(Stored data entries)
****************************************
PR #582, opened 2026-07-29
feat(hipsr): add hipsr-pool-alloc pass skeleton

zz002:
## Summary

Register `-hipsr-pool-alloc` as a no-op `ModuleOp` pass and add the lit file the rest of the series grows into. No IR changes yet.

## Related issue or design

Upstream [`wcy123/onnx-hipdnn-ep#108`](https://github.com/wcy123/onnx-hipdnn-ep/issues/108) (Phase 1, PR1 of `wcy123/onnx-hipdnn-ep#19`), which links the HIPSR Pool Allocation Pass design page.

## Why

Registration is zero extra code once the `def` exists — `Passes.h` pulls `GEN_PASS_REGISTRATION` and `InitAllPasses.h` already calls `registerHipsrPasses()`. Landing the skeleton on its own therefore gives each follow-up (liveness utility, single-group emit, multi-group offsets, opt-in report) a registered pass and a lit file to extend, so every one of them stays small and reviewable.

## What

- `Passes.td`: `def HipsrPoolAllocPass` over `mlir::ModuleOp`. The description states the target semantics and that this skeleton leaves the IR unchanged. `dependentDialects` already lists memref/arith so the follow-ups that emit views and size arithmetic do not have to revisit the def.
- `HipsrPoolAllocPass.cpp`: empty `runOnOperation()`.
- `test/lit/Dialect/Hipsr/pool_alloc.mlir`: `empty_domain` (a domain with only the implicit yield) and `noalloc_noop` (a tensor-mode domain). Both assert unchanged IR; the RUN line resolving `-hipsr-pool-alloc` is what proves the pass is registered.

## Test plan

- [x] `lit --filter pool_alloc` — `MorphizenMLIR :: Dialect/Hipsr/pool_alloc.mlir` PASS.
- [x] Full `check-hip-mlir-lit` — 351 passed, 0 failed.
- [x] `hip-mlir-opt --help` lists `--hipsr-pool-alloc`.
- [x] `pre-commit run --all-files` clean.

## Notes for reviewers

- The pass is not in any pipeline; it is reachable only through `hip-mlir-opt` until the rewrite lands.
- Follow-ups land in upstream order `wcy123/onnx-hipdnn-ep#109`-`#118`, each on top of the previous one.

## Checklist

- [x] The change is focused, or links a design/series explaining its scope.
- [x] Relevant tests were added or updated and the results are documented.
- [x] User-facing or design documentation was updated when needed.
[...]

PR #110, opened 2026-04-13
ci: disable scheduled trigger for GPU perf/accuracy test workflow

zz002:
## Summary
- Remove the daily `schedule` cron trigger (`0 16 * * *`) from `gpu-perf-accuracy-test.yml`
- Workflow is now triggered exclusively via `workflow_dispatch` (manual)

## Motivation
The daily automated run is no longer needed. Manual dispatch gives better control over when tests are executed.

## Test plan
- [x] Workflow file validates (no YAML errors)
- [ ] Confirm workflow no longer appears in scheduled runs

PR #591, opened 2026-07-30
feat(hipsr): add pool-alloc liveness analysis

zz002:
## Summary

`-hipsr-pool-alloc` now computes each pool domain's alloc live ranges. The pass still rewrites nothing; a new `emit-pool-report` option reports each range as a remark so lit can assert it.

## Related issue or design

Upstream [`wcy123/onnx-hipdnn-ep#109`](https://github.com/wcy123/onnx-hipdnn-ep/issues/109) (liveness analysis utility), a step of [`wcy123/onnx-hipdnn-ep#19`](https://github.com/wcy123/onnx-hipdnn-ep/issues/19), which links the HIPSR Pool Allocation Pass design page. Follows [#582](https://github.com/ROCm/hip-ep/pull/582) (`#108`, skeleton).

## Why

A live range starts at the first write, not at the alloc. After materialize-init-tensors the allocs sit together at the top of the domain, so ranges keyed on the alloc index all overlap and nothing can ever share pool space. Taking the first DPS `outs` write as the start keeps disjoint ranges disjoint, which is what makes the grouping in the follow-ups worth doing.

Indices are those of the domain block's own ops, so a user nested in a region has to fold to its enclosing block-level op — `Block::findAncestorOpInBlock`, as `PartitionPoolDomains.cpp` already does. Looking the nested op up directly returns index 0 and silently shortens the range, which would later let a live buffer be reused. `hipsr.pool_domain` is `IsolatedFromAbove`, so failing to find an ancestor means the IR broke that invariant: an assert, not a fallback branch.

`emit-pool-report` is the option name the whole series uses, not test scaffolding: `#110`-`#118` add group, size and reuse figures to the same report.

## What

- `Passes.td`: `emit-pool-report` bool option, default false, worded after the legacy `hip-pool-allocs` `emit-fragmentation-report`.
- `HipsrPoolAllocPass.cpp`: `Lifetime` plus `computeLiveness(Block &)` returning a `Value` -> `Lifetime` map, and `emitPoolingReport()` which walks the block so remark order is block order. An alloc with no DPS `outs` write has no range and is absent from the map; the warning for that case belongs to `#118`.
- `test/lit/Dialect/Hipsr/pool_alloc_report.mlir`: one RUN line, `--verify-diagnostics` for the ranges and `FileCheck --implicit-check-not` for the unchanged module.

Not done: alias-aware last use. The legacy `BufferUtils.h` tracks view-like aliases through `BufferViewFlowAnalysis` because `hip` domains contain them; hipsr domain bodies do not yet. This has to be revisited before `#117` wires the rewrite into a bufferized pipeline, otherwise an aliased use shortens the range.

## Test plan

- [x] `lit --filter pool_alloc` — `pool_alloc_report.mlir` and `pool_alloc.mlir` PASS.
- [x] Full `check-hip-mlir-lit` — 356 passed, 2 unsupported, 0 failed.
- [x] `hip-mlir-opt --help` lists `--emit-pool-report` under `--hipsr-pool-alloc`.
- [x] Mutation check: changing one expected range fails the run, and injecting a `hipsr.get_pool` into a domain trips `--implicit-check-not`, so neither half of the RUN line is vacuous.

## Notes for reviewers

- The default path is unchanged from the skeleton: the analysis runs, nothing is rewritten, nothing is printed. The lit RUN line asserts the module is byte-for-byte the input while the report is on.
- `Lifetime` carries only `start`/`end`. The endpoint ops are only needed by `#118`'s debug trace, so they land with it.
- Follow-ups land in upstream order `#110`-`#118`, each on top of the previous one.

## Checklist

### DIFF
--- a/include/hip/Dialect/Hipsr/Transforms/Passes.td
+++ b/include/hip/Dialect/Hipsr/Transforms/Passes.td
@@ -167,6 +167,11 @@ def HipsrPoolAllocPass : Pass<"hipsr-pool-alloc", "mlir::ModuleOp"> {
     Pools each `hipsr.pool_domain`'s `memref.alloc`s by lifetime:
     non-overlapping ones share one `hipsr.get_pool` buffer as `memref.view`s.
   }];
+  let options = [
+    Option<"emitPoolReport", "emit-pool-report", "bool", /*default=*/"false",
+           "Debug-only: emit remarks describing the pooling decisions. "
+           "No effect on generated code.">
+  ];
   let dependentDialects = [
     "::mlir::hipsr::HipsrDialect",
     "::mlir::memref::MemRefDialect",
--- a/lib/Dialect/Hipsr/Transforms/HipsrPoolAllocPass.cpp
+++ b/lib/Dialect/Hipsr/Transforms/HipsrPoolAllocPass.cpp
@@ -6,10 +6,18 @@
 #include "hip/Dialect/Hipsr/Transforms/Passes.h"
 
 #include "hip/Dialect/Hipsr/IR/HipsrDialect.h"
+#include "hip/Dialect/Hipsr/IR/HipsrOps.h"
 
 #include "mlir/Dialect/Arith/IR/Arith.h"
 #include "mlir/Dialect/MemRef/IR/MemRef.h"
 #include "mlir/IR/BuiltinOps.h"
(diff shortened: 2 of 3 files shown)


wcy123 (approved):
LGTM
****************************************
Exercise instructions
Go through the records above. Copy each line in which the string "outs" appears.

Exercise solution
A live range starts at the first write, not at the alloc. After materialize-init-tensors the allocs sit together at the top of the domain, so ranges keyed on the alloc index all overlap and nothing can ever share pool space. Taking the first DPS `outs` write as the start keeps disjoint ranges disjoint, which is what makes the grouping in the follow-ups worth doing.
- `HipsrPoolAllocPass.cpp`: `Lifetime` plus `computeLiveness(Block &)` returning a `Value` -> `Lifetime` map, and `emitPoolingReport()` which walks the block so remark order is block order. An alloc with no DPS `outs` write has no range and is absent from the map; the warning for that case belongs to `#118`.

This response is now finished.